Actually, class interests offer only a limited explanation of longrun movements in society. The fate of classes is more frequently determined by the needs of society than the fate of society is determined by the needs of classes. Given a definite structure of society, the class theory works; but what if that structure itself undergoes a change? A class that has become functionless may disintegrate and be supplanted overnight by a new class or classes. Also, the chances of classes in a struggle will depend upon their ability to win support from outside their own membership, which again will depend upon their fulfillment of tasks set by interests wider than their own. Thus neither the birth nor the death of classes, neither their aims nor the degree to which they attain them; neither their cooperations nor their antagonisms can be understood apart from the interests of society, given by its situation as a whole.

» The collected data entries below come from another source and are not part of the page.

PR #10263, opened 2026-07-14
Archive: fix TypeError when archiving all messages via select-all (#10107)

MiMoHo:
## Problem

Using "select all" and then archiving produces a fatal server error ("Serverfault - moving all Mails in the archive"). On PHP 8 the request dies with:

`TypeError: count(): Argument #1 ($value) must be of type Countable|array, string given`

## Root cause

With select-all, `rcmail_action::get_uids()` yields the string `'*'` as `$uids` (the IMAP wildcard). The archive plugin then calls `count()` on it in two places:

- `plugins/archive/archive.php:346` — `move_messages_worker()` does `return count($uids);`
- `plugins/archive/archive.php:160` — `move_messages()` does `$count = count($uids);` for the archive-folder-source branch

`count()` on a string throws a `TypeError` on PHP 8, aborting the whole archive action.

Now, this situation is created, as a rule, by external causes, such as a change in climate, or the yield of crops, a new foe, a new weapon used by an old foe, the emergence of new communal ends, or, for that matter, the discovery of new methods of achieving the traditional ends. To such a total situation must sectional interests be ultimately related if their function in social development should become clear.
The essential role played by class interests in social change is in the nature of things. For any widespread form of change must affect the various parts of the community in different fashions, if for no other reason than that of differences of geographical location, and of economic and cultural equipment. Sectional interests are thus the natural vehicle of social and political change. Whether the source of the change be war or trade, startling inventions or shifts in natural conditions, the various sections in society will stand for different methods of adjustment (including forcible ones) and adjust their interests in a different way from those of other groups to whom they may seek to give a lead; hence only when one can point to the group or groups that effected a change is it explained how the change has taken place. Yet the ultimate cause is set by external forces, and it is for the mechanism of the change only that society relies on internal forces. The “challenge” is to society as a whole; the “response” comes through groups, sections, and classes.

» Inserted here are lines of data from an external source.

PR #9637, opened 2024-09-14
vcard: Fix whitespace handling in line cont's

respiranto:
Previously, multiple whitespace characters at the start of a continuation line would all be dropped, instead of only the first one.

Also,
 - restrict line continuation characters to SPACE and TAB.

Note that, like before, this identifies the CR (`\r`) character with the empty string, and thereby notably does not require a CRLF (`\r\n`) sequence (which is mandated by RFCs 2426, 2425) for line termination (i.e., `\n` suffices).

Fixes: Bug 1 of issue #9593.

PR #10265, opened 2026-07-14
Fix vCard import mis-detecting folded continuation lines as BEGIN/END:VCARD (#9593)

### LINKED ISSUE #9593: Contacts import: Whitespace & vCard object separators
### Prerequisites

- [X] I can recreate the issue with all plugins disabled

### Describe the issue

This bug report describes several related bugs, related to

* a) whitespace (space, tab) in imported vCard files, and
* b) vCard object separators (`BEGIN:VCARD`, `END:VCARD`).

## Bug 1: Leading whitespace in line continuation silently dropped

Example (note that vCard mandates CRLF as newline sequence):
```
BEGIN:VCARD
VERSION:3.0
N:Doe;Jane;;;
FN:Jane Doe
NOTE:an
  example
END:VCARD
```

The `NOTE` value is parsed as `anexample` instead of `an example` (only the first whitespace character should be dropped - see [RFC 2426](https://datatracker.ietf.org/doc/html/rfc2426#section-2.6)).

In particular, this means that a Roundcube export followed by a Roundcube import may silently fail to recreate the original data.

## Note 2: Leading and trailing whitespace in a logical line is silently dropped

Any number of space/tab characters at the start or end of a logical line (or a component value, such as in `N`) is dropped.

This is not a bug, IMHO, given that Roundcube also strips surrounding whitespace when entering data via its web UI.

I think it might be related, however.

## Note 3: Repeated `BEGIN:VCARD`: All ignored until last

If there are multiple `BEGIN:VCARD` lines before any `END:VCARD` line, all lines (not only `BEGIN:VCARD` lines) until the last of those `BEGIN:VCARD` lines are ignored.

I would say this is also not a bug, because such input is invalid.  A warning or error message would certainly be nice, though.

## Note 4: Repeated `END:VCARD` cause duplication

If a VCard object is terminated by more than one `END:VCARD` line, the entry is imported as often as there are `END:VCARD` lines.

If on import, one does **not** choose to "[r]eplace the entire address book", only one instance is imported, but with the note "Skipped (n-1) existing entries: [...]".

Any physical lines after the first `END:VCARD` that are neither `BEGIN:VCARD` nor `END:VCARD` are apparently ignored.

Again, not necessarily a bug, because any such input is of invalid syntax (but a warning or error message would be nice).

## Bug 5: vCard object separators wrongly recognized in line continuations

If a physical line is of the form `[ \t]+(BEGIN|END):VCARD`, it is used as line continuation, but also recognized as vcard object start/end marker.

Example:
```
NOTE:example
 END:VCARD
```

This is treated the same as:
```
NOTE:exampleEND:VCARD
END:VCARD
```

Note: For `BEGIN:VCARD`, the use as line continuation can only be assumed, given that preceding lines are ignored (see Note 3).

While this bug may seem unlikely in practice, I actually witnessed it with real data, likely due to past import/export errors.

## Bug 6: vCard object separators not parsed as logical lines

* (6.1) Any logical line `BEGIN:VCARD` or `END:VCARD` that is broken into multiple physical lines using `\r\n[ \t]\r\n` is not recognized as such.
* (6.2) On the other hand, if a physical line `BEGIN:VCARD` or `END:VCARD` is followed by a line continuation (i.e., a line starting with `[ \t]`), this is (incorrectly) recognized as the corresponding vCard object separator, and the line continuation is silently ignored--unless Bug 5 applies.

Example for (6.1):
```
BEGIN:VCARD
VERSION:3.0
N:Doe;Jane;;;
FN:Jane Doe
EMAIL:jane.doe@example.net
END:
 VCARD
```

The above example fails to import (and is instead attempted to be parsed as CSV--without success).

I acknowledge that this bug hardly occurs in practice.  I found it while investigating the other bugs.

---
Originally reported at the Debian BTS as [Bug 1078775](https://bugs.debian.org/cgi-bin/bugreport.cgi?bug=1078775), where I was asked to report the bug here instead.  The bug report has slightly changed.

Firefox

v8.2

master / 58721e3037671888f82d75fd8e91a8622405af45

### JavaScript errors

_No response_

### PHP errors

_No response_

MiMoHo:
## Problem

When importing a vCard whose property value (e.g. NOTE) is folded onto a continuation line and that continuation line, after trimming, reads `END:VCARD` (or `BEGIN:VCARD`), the importer prematurely closes the current card and splits it into multiple bogus records. Per RFC 2426, folded lines begin with a space or tab, but the importer stripped that leading whitespace before checking for block boundaries.

## Root cause

`rcube_vcard::import()` (program/lib/Roundcube/rcube_vcard.php:565-583) appends the raw line to the current block, then does `$line = trim($line)` and matches the trimmed line against `/^END:VCARD$/i` and `/^BEGIN:VCARD$/i`. A folded continuation line such as ` END:VCARD` becomes `END:VCARD` after trimming and is wrongly treated as a block boundary.

## Fix

Before trimming, record whether the line began with whitespace (`$is_folded`), which per RFC 2426 marks a continuation line. Skip the BEGIN/END boundary checks for folded lines. The trim is still used for the comparison so trailing whitespace around a real boundary is tolerated, and the raw line remains preserved as block content (it is appended before the trim), so folded values are unfolded normally.

## Testing

Added `VCardTest::test_import_continuation_endvcard`, which imports a card whose NOTE folds onto a ` END:VCARD` line followed by a second card. It asserts exactly two cards are detected, the first card's NOTE and trailing EMAIL are preserved, and the second card still parses. The test fails on unmodified code (3 cards detected) and passes after the fix. The full VCardTest suite (15 tests) passes, and phpstan level 4 reports no new errors.

Fixes #9593

### DIFF
--- a/program/lib/Roundcube/rcube_vcard.php
+++ b/program/lib/Roundcube/rcube_vcard.php
@@ -562,6 +562,13 @@ class rcube_vcard
                 $vcard_block .= $line . "\n";
             }
 
+            // A folded/continuation line starts with whitespace (RFC 2426) and
+            // must never be mistaken for a block boundary. It is already kept as
+            // content above, so skip the boundary checks for it.
+            if (isset($line[0]) && ($line[0] === ' ' || $line[0] === "\t")) {
+                continue;
+            }
+
             $line = trim($line);
 
             if (preg_match('/^END:VCARD$/i', $line)) {
--- a/tests/Framework/VCardTest.php
+++ b/tests/Framework/VCardTest.php
@@ -250,4 +250,39 @@ class VCardTest extends TestCase
 
         $this->assertSame($result, "BEGIN:VCARD\r\nVERSION:3.0\r\nFN:\r\nN:;;;;\r\nEND:VCARD");
     }
+
+    /**
+     * A folded continuation line whose content equals END:VCARD (or surrounding
+     * whitespace around the real boundary) must not break block detection (#9593)
+     */
+    public function test_import_continuation_endvcard()
+    {
+        // The NOTE value is folded (RFC 2426) so its continuation line starts
+        // with a space and reads " END:VCARD". It must not end the first card,
+        // and the following card must still be detected.
+        $input = "BEGIN:VCARD\r\n"
+            . "VERSION:3.0\r\n"
+            . "FN:First Card\r\n"
+            . "N:Card;First;;;\r\n"
+            . "NOTE:This note folds onto a line reading\r\n"
+            . " END:VCARD\r\n"
+            . "EMAIL:first@example.com\r\n"
+            . "END:VCARD\r\n"
+            . "BEGIN:VCARD\r\n"
+            . "VERSION:3.0\r\n"
+            . "FN:Second Card\r\n"
+            . "N:Card;Second;;;\r\n"
+            . "END:VCARD\r\n";
+
+        $vcards = \rcube_vcard::import($input);
+
+        $this->assertCount(2, $vcards, 'Both vcards detected despite folded END:VCARD');
+        $this->assertSame('First Card', $vcards[0]->displayname, 'First card parsed fully');
+        $this->assertSame('Second Card', $vcards[1]->displayname, 'Second card still detected');
+
+        $assoc = $vcards[0]->get_assoc();
+        // The folded line is unfolded (RFC 2426 strips the single leading space).
+        $this->assertSame('This note folds onto a line readingEND:VCARD', $assoc['notes'][0], 'Folded NOTE value preserved');
+        $this->assertSame('first@example.com', $assoc['email:other'][0], 'EMAIL after folded line preserved');
+    }
 }


MiMoHo:
Some context to place this PR: #9637 already fixed the general line-folding handling ("bug 1") of #9593, and I'm aware of the longer-term plan to move vCard parsing to `sabre/vobject` (tracked separately). This is intentionally a small, self-contained interim fix for a *different*, still-present sub-case — a folded continuation line whose trimmed content happens to read `BEGIN:VCARD`/`END:VCARD`, which currently splits a card mid-import. It's fully covered by a regression test and can simply be superseded once the library migration lands. Happy to adjust or close if you'd rather hold all further parser changes for that work.

program/lib/Roundcube/rcube_vcard.php
```diff
@@ -562,9 +562,14 @@ public static function import($data)
...
 
+            // A folded/continuation line starts with whitespace (RFC 2426) and
+            // must never be mistaken for a block boundary. Trim only for the
+            // boundary comparison so surrounding whitespace does not break
+            // detection while the raw line above is preserved as content.
+            $is_folded = isset($line[0]) && ($line[0] === ' ' || $line[0] === "\t");
             $line = trim($line);
 
-            if (preg_match('/^END:VCARD$/i', $line)) {
+            if (!$is_folded && preg_match('/^END:VCARD$/i', $line)) {
```
alecpl: I'd prefer a `continue` before the trim(), so we skip the rest of the code in the loop if `$is_folded=false`. And remove the variable.

MiMoHo:
Good call — switched to a `continue` for continuation lines before the `trim()` and dropped the `$is_folded` variable. Behaviour is unchanged and the regression test still passes.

Mere class interest cannot offer, therefore, a satisfactory explanation for any long-run social process. First, because the process in question may decide about the existence of the class itself; second, because the interests of given classes determine only the aim and purpose toward which those classes are striving, not also the success or failure of their endeavours. There is no magic in class interest which would secure to members of one class the support of members of other classes. Yet such support is an everyday occurrence. Protectionism itself is an instance. The problem here was not so much why agrarians, manufacturers, or trade unionists wished to increase their incomes through protectionist action, but why they succeeded in doing so; not why businessmen and workers wished to establish monopolies for their wares, but why they attained their end; not why some groups wished to act in a similar fashion in a number of Continental countries, but why such groups existed in these otherwise dissimilar countries and equally achieved their aims everywhere; not why those who gre
w corn attempted to sell it dear, but why they regularly succeeded in persuading those who bought the corn to help to raise its price.